An In-Depth Look at JP Morgan’s 2Q Earnings

JP Morgan (NYSE:JPM) stock is up 2.88% so far today, leading the financial sector (NYSE:XLF) thanks to second quarter earnings that topped analyst expectations. The company reported Q2 per share earnings of $1.27 v. consensus targets of $1.20 EPS. Revenues totaled $27.7 billion, 7% growth YoY, also widely toppling consensus projections of $25.13 billion.

CEO Jamie Dimon noted, “Our second-quarter earnings reflected solid performance across most of our businesses. The Investment Bank delivered strong earnings across most products and maintained its #1 ranking in Global Investment Banking Fees. Commercial Banking reported record revenue and continued loan growth for the quarter. Retail Financial Services demonstrated good underlying performance in Retail Banking but continued to experience high losses for mortgage-related issues…Looking forward, we continue to see substantial opportunities for the company. We are building our international presence, with more bankers, branches and products to serve our multinational clients where they want to be served.”

The WSJ nods to Deutsche Bank (NYSE:DB) analyst Matt O’Connor, who concocts a list of the good news and bad news from the banking leader’s quarterly results.

“The positives: 1) JPM continues to deliver solid/strong results in what seems like a mixed trading environment (at best). 2) Period end loans rose slightly (up 2% annualized) vs. 3/31 driven by growth in all wholesale segments (TSS and AM drove 60% of growth). 3) Mgmt intends to maintain current Basel 3 Tier 1 common of 7.6% as they do not intend to reach targeted levels ahead of schedule. This implies buybacks (which totaled $3.5b this qtr) could be more than expected.
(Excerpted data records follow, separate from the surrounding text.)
PR #919, opened 2019-09-27
Update Japanese translation for 3.0.3

k-takata:


k-takata:
Is it possible to make the items in "Options -> Text -> Emojis -> Placement" translatable?
It would be nice if the items in "Emojis -> Style" are also translatable.

mintty:
Placement values are now translatable.
Emoji styles are actually proper names (of the respective emoji sets), not descriptions.

mintty:
Released 3.0.4.

PR #552, opened 2025-04-24
#541 feat: add generic Panel component for markdown editor

### LINKED ISSUE #541: [FEATURE] Add link button/component to Resource Guides to go to Data Discovery app with preset filter
The idea is that there should be a link in each SDOH guide that would go to the Data Discovery application, and show a preset list of results related to that topic. For example, the link in the "Public Transit Equity" guide would lead to: https://sdohplace.org/search?subject=Transportation+and+Infrastructure

@shubhamk008 to design and @bodom0015  to implement. There are different ways to implement, any of them would probably work (likely will depend a bit on the complexity of the design):

- A custom css class that is applied in the preview template and the published post. This would require the author to write some HTML in the body text, but won't be too many guides overall so this could be fine.
- A custom element within the template that gets populated with text content and a search url which are added as fields to the Guide collection in the CMS
- A new component that will appear in the WYSIWYG editor, similar to how we implemented the Toggle Section component. This would need to be hidden for other body fields that use the WYSIWYG editor (Posts and Showcase, etc).

See Design:
https://www.figma.com/design/vD6pC3DsFtGG2aCv4vWXtV/HEROP?node-id=3647-847&t=jbdePqSBbIyHGdNd-4
Image

bodom0015:
## Problem
We need a generic way to link from SDOH guides to the Discovery App

It would be nice if this solution was generic enough to be reused for other things as well

Fixes #541 

## Approach
* feat: added a custom Panel component to the Markdown editor with the following properties:
    * `title`: Header to display at the top of the panel
    * `content`: Markdown body to display on the right side of the panel
    * `link`: URL for the link at the bottom of the panel
    * `linkText`: Text to display for the link at the bottom of the panel
    * `image`: Image to display on the left side of the panel
    * `backgroundColor`: Background color to use for this panel

### DecapCMS Preview
CMS___SDOH___Place_Website

### Rendered Markdown in SDOH&Place
Screenshot_2025-04-24_at_4_42_04_PM

## How to Test
TBD

### DIFF
--- a/content/guides/public-transit-equity.mdx
+++ b/content/guides/public-transit-equity.mdx
@@ -79,7 +79,9 @@ We can use certain signs to check if the system treats everyone fairly instead o
 
 ### Preparation of Origin and Destination Points
 
-![](/images/prep.svg)
+<div class="decorative-image">
+    ![](/images/prep.svg)
+</div>
 
 The origin and destinations provide a sense of the population, geographical and multiple resources or opportunities of interest. The spatial location of the origin/destination can be a point location such as bus stops or train stations or the centroid of the geographical boundaries such as a city, census tract, census block group etc.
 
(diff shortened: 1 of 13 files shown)


mradamcox (approved):
I think this looks fantastic. Because it's a little tough to test these kinds of changes out, I'm going to merge this into main now, and we'll continue to refine it after we can incorporate it into a couple of existing CMS posts.

Issue #499, opened 2025-03-12
[FEATURE] Add legend/indicator about map scale when a boundary show up in map


pengyin-shan:
In the map view, when the boundaries show up, I think it could be beneficial to have a legend indicating what scale that is.

mradamcox:
Scale bar added.

PR #563, opened 2025-05-13
feat: add scale control #499

mradamcox:
Quick addition of a basic scale control (using the bindings through react-map-gl: https://visgl.github.io/react-map-gl/docs/api-reference/maplibre/scale-control.


pengyin-shan (approved):
See a scale at the bottom left corner of the map. Approve this PR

The negatives: 1) Net interest margin was down a larger than expected 17bps given declining loan yields (we est a 10bp hit), higher deposit rates (-4bps) and higher short term borrowing costs (-2bps). Average loan yields declined 26bps, driven by card (incl a nearly 50bp decline in the core Chase book). 2) Mortgage and litigation costs (incl foreclosure, servicing, putbacks) totaled another $2.5b. This bring the 6 quarter total to about $20b. 3) Expense mgmt was good in ibank and commercial segments, but heavy investment spend is still evident in retail, card and asset mgmt.” also offers some perspective on how JPM shapes up next to banking rivals, “If you compare the operational performance of JP Morgan with its closest peers, Citigroup (NYSE:C) and Bank Of America (NYSE:BAC), it’s clear that JPMorgan performed admirably through the wicked economic downturn, while BAC and Citi stumbled…JPMorgan was one of the strongest major banks going through recession, [though] this doesn’t say anything about other major banks’ prospects or the economy going forward.”
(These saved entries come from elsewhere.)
Issue #567, opened 2025-05-13
[BUG] Check all filters to make sure they runs correctly with query


pengyin-shan:
After navigation, the "related results" are not properly fetched when the user applies filters. Integrate the filters into the fetching logic. Revisit this later to discuss potential improvements to the recommendation mechanism.

PR #569, opened 2025-05-13
#567: Apply filters to the related result

pengyin-shan:
This should apply filter actions to the Keyword Search. Unfortunately, for AI Search, it appears to require additional work. We can revisit this later, as the search side of AI Search with filters triggers a re-fetch for the LLM, potentially resulting in different outcomes.

## How to Test
Run a search with filters. Try different interaction sequences—applying filters first, searching first, or any other combinations—to ensure it functions as expected.

### DIFF
--- a/src/middleware/actionConfig.ts
+++ b/src/middleware/actionConfig.ts
@@ -102,7 +102,7 @@ export const actionConfig: Record<string, ActionConfig> = {
   "search/setSort": {
     param: "sort",
     syncWithUrl: false,
-    requiresFetch: false,
+    requiresFetch: true,
     isFilter: false,
   },
 
--- a/src/services/SearchService.ts
+++ b/src/services/SearchService.ts
@@ -147,6 +147,7 @@ export class SearchService {
   async fetchRelatedResults(
     validSuggestions: string[],
     usedQuery: string,
+    filterQueries: Array<any> = [],
     skipCache: boolean = false
   ): Promise<any[]> {
     const uniqueSuggestions = validSuggestions.filter(s => s !== usedQuery);
@@ -155,9 +156,8 @@ export class SearchService {
       if (suggestionManager.hasSuggestion(suggestion)) continue;
       try {
         suggestionManager.addSuggestion(suggestion);
-        const { results: suggestionResults } = await this.queryBuilder
-          .generalQuery(suggestion)
-          .fetchResult(undefined, skipCache);
+        this.queryBuilder.combineQueries(suggestion, filterQueries);
+        const { results: suggestionResults } = await this.queryBuilder.fetchResult(undefined, skipCache);
         suggestionManager.removeSuggestion(suggestion);
         
         if (suggestionResults && suggestionResults.length > 0) {
--- a/src/store/slices/searchSlice.ts
+++ b/src/store/slices/searchSlice.ts
@@ -184,9 +184,8 @@ export const fetchSearchAndRelatedResults = createAsyncThunk(
             suggestionManager.addSuggestion(suggestion);
             const queryBuilder = new SolrQueryBuilder();
             queryBuilder.setSchema(schema);
-            const { results: suggestionResults } = await queryBuilder
-              .generalQuery(suggestion)
-              .fetchResult(undefined, false);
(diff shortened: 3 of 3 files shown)


mradamcox (changes requested):
It seems like there is still some bleed over from the suggested results into the main query (or something like that). Here's what I'm finding:

1. select "block group" filter (14 results)
    image
2. search for keyword "poverty" (20 results)
    image


I would expect a search for a keyword to be treated as an AND clause alongside the filters, so there would be fewer results. The results after step 2 include items that do not have Block Group spatial resolution.

One stranger thing is that clearing the keyword search (clicking the x in the box) produces a results list with 31 items:

image

I would expect this to simply rerun the existing Block Group filter query and return 14 items. Instead, it seems like suggested terms are processed after the field is cleared and they contribute to more results.

If I refresh the page (which retains the Block Group query through URL params) then the expected number of items are returned.

Ultimately, I'm not sure if it's worth working more on this particular PR if a deeper overhaul of the search query strategy is needed.

pengyin-shan:
> It seems like there is still some bleed over from the suggested results into the main query (or something like that). Here's what I'm finding:
> 
> 1. select "block group" filter (14 results)
>    image
> 2. search for keyword "poverty" (20 results)
>    image
> 
> I would expect a search for a keyword to be treated as an AND clause alongside the filters, so there would be fewer results. The results after step 2 include items that do not have Block Group spatial resolution.
> 
> One stranger thing is that clearing the keyword search (clicking the x in the box) produces a results list with 31 items:
> 
> image
> 
> I would expect this to simply rerun the existing Block Group filter query and return 14 items. Instead, it seems like suggested terms are processed after the field is cleared and they contribute to more results.
> 
> If I refresh the page (which retains the Block Group query through URL params) then the expected number of items are returned.
> 
> Ultimately, I'm not sure if it's worth working more on this particular PR if a deeper overhaul of the search query strategy is needed.

Ah I see, thanks @mradamcox! so if the filter is applied after the search, the filtered results are currently correctly reflected in the "related results." However, doing it the opposite way, as you showed, fails to trigger that behavior. I think it might be related to additional filter-triggering consequences that I need to dig into. And yes, let's hold off on merging this PR for now.

mradamcox:
This brings up another thought: Maybe as we improve the AI search mode, we have less need for this pattern of adding suggested results at all? I feel like a "can't find what you need, try the AI assisted search to broaden your results" message would be entirely reasonable if no (or very few) results come from the keyword search.

pengyin-shan:
> This brings up another thought: Maybe as we improve the AI search mode, we have less need for this pattern of adding suggested results at all? I feel like a "can't find what you need, try the AI assisted search to broaden your results" message would be entirely reasonable if no (or very few) results come from the keyword search.

Exactly, I was thinking the same. Let's review this mechanism sometime and discuss if we should turn to AI's help on this. Currently, it seems to add an extra burden that is making the search more complex

mradamcox:
> so if the filter is applied after the search, the filtered results are currently correctly reflected in the "related results." 

Ah, well I didn't try that, but yes that appears to be the case:

1. search "poverty" alone
image

2. now add spatial resolution filter
image

These 3 look like properly matched results.

mradamcox:
> Currently, it seems to add an extra burden that is making the search more complex

Yeah, I hadn't looked in the network tab for a while, but triggering all of those extra requests to Solr is pretty cumbersome. Maybe a _single_ extra query could be sent that is an OR of the top 5 suggested items, or something like that.

pengyin-shan:
> > Currently, it seems to add an extra burden that is making the search more complex
> 
> Yeah, I hadn't looked in the network tab for a while, but triggering all of those extra requests to Solr is pretty cumbersome. Maybe a _single_ extra query could be sent that is an OR of the top 5 suggested items, or something like that.

Yes, the original recommendation methods significantly increase search time due to multiple fetches, compared to a single fetch. I'm considering configuring Solr to return more "related" results in a single fetch, so we can eliminate the need for extra queries in the future. This would also allow us to handle server-side pagination and sorting 🙌

pengyin-shan:
close this as we are moving to a non-related-result solution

MarketWatch argues that the jump in share price signals a highly positive reaction to the recent earnings, as in the past JPM has regularly topped expectations but seen little gain in ticker price. “[Morgan] has beaten forecasts each of the past 10 quarters according to FactSet, and only once has the stock benefited. That was in July 2009, when the bank reported earnings of 28 cents a share to crush a consensus target of 13 cents.” One view is that the stock’s gains this time around may be more driven by the contrast between JPMs (NYSE:JPM) results and expectations that projected a major downturn in banks’ performance this quarter.